→ Task brief
Where in the listing does the string "LinearMHD" appear? Copy every line that holds it.

→ The data
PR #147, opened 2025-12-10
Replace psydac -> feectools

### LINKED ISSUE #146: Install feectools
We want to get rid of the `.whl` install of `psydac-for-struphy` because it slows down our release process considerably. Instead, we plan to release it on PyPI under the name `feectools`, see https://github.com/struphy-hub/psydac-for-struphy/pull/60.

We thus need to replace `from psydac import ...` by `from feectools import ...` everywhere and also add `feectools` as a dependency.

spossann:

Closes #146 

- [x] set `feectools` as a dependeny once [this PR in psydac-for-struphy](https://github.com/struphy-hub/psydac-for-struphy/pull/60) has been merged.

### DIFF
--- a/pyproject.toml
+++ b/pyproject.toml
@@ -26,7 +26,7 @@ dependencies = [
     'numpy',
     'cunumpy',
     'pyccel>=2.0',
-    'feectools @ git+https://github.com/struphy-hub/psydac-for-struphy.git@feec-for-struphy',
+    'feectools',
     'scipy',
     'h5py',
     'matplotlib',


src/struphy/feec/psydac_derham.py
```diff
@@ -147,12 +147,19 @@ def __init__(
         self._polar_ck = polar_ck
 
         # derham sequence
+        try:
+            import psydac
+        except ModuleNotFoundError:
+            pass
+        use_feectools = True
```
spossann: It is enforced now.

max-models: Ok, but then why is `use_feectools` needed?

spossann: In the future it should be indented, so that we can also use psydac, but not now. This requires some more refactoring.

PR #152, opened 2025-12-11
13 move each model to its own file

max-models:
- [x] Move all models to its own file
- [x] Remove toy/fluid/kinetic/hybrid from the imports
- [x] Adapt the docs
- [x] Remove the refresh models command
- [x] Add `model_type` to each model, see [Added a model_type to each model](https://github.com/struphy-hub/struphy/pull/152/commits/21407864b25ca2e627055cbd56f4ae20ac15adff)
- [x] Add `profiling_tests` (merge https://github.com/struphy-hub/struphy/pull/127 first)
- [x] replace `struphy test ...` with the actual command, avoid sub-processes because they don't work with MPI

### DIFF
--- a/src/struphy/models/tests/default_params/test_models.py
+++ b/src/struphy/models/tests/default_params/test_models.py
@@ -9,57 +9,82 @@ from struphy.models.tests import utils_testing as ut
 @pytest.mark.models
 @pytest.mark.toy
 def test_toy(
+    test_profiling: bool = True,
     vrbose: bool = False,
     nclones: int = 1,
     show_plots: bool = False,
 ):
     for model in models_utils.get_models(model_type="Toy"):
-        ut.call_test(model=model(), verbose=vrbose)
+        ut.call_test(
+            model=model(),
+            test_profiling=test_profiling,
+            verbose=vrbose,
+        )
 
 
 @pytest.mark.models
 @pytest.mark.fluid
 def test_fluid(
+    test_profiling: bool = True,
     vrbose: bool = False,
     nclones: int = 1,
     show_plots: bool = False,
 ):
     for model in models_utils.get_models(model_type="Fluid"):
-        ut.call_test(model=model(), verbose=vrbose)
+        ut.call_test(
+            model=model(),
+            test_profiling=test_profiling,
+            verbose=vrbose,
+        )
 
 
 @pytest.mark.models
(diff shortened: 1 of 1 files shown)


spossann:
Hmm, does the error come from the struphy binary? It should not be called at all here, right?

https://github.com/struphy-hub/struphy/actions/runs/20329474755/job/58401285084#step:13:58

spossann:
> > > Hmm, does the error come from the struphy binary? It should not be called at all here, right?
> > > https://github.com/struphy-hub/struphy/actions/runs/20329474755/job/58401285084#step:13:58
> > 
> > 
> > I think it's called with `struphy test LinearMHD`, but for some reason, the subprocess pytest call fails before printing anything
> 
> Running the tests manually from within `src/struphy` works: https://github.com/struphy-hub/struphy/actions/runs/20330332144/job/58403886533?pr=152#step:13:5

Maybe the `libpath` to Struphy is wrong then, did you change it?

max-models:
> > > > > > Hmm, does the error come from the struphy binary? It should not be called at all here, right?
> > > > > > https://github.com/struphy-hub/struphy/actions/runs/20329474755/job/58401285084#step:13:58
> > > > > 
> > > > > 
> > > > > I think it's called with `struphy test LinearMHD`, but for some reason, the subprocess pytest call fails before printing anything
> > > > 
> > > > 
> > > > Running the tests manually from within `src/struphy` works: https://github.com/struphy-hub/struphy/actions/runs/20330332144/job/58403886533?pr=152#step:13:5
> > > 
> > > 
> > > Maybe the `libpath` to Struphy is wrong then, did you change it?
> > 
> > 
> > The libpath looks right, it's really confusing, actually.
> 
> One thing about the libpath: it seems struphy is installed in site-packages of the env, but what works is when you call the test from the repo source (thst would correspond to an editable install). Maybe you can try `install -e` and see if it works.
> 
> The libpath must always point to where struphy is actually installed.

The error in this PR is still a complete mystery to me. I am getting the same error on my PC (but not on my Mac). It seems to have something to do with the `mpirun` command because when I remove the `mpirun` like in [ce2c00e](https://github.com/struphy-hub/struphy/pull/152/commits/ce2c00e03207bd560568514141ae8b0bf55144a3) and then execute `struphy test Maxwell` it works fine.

→ Result of this task
> > I think it's called with `struphy test LinearMHD`, but for some reason, the subprocess pytest call fails before printing anything
> > > > > I think it's called with `struphy test LinearMHD`, but for some reason, the subprocess pytest call fails before printing anything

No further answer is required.